[Stored data entries]
::::::::
PR #1381, opened 2024-01-26
Fix test_entry.py::test_license_agr

ansys-akarcher:
Following license changes in DPF Server, this test was failing

Basically the behavior should not be modified apart from the Operator Construction also throwing a DPF LA Exception.

However the test seemed to run an InProcessServer before even actually running the line which starts a server.

Which caused all plugins to be already loaded, and DPF to be already loaded, and I believe biasing the expected environnement of the test.

This should be merged in synchronization with the Licensing modifications server side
::::::::
REQUIREMENT: Which lines of the records above contain the word "should"? Copy each of them.

SOLUTION TO THE PROBLEM:
Basically the behavior should not be modified apart from the Operator Construction also throwing a DPF LA Exception.
This should be merged in synchronization with the Licensing modifications server side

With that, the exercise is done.